Start of Block
PR #1508, opened 2018-09-05
update package.json file to support node 9.x

simcoder:
Some of use are using node 9.x

### DIFF
--- a/package.json
+++ b/package.json
@@ -19,7 +19,7 @@
     "graphql-js"
   ],
   "engines": {
-    "node": "6.x || 8.x || >= 10.x"
+    "node": "6.x || 8.x || 9.x || >= 10.x"
   },
   "scripts": {
     "watch": "node ./resources/watch.js",
--- a/package.json
+++ b/package.json
@@ -19,7 +19,7 @@
     "graphql-js"
   ],
   "engines": {
-    "node": "6.x || 8.x || 9.x || >= 10.x"
+    "node": ">= 6.x"
   },
   "scripts": {
     "watch": "node ./resources/watch.js",


IvanGoncharov:
Additional discussion here: https://github.com/graphql/graphql-js/pull/1445#discussion_r215288252

@mjmahone I think we should merge this PR and since master doesn't contain any breaking/feature changes on top of `14.0.0` we can release this fix as `14.0.1`.

And I will try to either remove `sane` dependency or revert it back to the version that supports node v9.

leebyron:
I actually think this should change to “>= 6.x”

The engines field suggests minimum support. I don’t think it’s appropriate to remove the odd versions and create install warnings just because we stop testing them in Travis. 

Travis should test all currently supported versions of node. We don’t need to test older odd versions. 

There’s no need to change the version of sane. That’s a dev dependency and we only expect those to apply in our Travis builds

leebyron:
LTS only means the node versions will get security updates in the future. While a node version out of support may be unwise to use in production, that’s not really our concern or our place to enforce. As long as we’re testing the oldest node version we claim to support and the newest, then we have a very high confidence of coverage for all versions in between. That’s especially true for this library since we do not rely on Node API which can change from version to version. We only rely on JS core API and that’s always backwards compatible.

leebyron:
TL;DR, we should only use the “engines” field to exclude node versions if we think it is unsafe to run this library on those versions. If node < 6 is lacking core JS API or syntax support, then “engines” is an appropriate tool to exclude those.

IvanGoncharov:
@leebyron Agree 👍 I updated PR with your suggestion and merged it.

Since we don't use any Node API or 3rd-party modules (except `iterall` which doesn't have any dependencies) we depend only on JS feature set which should be stay the same for higher version. Plus we are limited by IE anyway 😞

IvanGoncharov:
@mjmahone @leebyron Can you please release the new version?

IvanGoncharov:
I think it should be `14.0.1`.

leebyron:
Yep, I'll start that release now

jure:
Thank you! Also, in terms of continuing to test in v9, it should also be possible to simply ignore `sane`'s engines configuration.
End of Block
* **INSTRUCTIONS TO FOLLOW**:
Look for the word "appropriate" in the listing above and state how many lines have it; give the number and nothing else.

* **EXERCISE ANSWER**:
2